What needs to be done: Use the entries below and reproduce exactly the lines from the one containing "PR #1153, opened 2024-03-01" down to the one containing "readonly SPARK_VERSION=$(spark-submit --version", both of them included.
*** Given records
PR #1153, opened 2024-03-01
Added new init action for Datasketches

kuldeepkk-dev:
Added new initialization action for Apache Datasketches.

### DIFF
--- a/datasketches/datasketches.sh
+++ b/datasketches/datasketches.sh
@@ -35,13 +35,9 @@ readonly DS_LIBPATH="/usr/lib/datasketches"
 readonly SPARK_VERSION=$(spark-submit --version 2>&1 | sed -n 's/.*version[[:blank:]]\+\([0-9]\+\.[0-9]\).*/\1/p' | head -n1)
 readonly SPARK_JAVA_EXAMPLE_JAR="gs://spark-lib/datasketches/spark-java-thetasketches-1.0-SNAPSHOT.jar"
******
*** Given records
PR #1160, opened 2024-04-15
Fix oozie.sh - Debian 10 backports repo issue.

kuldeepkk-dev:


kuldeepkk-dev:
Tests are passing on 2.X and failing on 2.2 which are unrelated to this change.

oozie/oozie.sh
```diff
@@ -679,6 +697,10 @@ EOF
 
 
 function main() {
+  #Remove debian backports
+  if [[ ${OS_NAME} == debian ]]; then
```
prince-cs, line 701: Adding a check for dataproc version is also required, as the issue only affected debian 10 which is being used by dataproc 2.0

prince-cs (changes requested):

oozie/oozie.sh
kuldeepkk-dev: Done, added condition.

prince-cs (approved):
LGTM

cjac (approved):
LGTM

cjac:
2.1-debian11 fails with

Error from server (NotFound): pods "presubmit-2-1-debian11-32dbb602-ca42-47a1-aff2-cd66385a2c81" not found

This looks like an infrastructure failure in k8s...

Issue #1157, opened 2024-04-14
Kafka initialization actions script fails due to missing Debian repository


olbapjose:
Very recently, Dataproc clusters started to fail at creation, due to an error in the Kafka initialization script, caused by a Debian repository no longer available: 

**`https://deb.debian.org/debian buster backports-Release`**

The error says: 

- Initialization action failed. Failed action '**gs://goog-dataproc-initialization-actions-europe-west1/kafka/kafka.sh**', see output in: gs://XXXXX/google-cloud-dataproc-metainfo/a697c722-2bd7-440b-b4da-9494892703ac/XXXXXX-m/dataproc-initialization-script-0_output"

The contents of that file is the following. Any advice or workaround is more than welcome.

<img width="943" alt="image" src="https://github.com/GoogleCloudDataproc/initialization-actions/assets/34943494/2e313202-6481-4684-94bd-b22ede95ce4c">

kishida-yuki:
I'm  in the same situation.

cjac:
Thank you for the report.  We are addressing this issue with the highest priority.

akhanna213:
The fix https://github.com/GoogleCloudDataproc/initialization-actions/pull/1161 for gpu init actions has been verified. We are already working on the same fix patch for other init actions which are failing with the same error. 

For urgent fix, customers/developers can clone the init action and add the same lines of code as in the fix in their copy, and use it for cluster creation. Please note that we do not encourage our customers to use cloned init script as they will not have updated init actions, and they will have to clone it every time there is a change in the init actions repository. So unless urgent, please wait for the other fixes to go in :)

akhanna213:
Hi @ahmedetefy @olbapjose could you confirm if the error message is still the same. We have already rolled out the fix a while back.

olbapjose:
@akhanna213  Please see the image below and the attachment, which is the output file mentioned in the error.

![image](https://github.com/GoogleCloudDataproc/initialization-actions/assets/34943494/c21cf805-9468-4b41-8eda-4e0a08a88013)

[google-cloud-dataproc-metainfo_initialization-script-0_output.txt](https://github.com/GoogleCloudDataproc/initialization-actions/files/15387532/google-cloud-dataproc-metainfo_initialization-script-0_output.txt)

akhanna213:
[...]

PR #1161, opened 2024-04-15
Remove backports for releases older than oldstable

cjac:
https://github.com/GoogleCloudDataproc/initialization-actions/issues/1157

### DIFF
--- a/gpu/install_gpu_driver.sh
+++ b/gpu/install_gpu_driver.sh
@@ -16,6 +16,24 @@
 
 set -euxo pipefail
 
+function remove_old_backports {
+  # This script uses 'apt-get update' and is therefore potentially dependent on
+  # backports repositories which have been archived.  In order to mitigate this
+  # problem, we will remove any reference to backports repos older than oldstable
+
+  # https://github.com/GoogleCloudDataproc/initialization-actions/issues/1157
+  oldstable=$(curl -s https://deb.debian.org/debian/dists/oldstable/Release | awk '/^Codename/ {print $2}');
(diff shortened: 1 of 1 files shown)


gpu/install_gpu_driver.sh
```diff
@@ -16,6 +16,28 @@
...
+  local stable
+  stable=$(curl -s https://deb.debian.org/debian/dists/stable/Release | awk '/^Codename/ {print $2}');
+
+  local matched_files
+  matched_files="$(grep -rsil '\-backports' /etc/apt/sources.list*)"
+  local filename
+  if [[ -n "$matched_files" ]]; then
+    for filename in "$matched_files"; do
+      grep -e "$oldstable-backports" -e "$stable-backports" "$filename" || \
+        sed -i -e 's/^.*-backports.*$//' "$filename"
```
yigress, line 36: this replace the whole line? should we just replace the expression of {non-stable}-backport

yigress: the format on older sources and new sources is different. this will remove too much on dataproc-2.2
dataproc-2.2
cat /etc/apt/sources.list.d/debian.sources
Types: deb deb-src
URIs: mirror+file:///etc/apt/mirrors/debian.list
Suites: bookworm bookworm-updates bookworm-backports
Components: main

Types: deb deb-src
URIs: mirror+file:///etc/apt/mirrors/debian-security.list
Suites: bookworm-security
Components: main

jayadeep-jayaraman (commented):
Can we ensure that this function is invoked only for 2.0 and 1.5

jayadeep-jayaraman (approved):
******
Answer to this exercise:
PR #1153, opened 2024-03-01
Added new init action for Datasketches

kuldeepkk-dev:
Added new initialization action for Apache Datasketches.

### DIFF
--- a/datasketches/datasketches.sh
+++ b/datasketches/datasketches.sh
@@ -35,13 +35,9 @@ readonly DS_LIBPATH="/usr/lib/datasketches"
 readonly SPARK_VERSION=$(spark-submit --version 2>&1 | sed -n 's/.*version[[:blank:]]\+\([0-9]\+\.[0-9]\).*/\1/p' | head -n1)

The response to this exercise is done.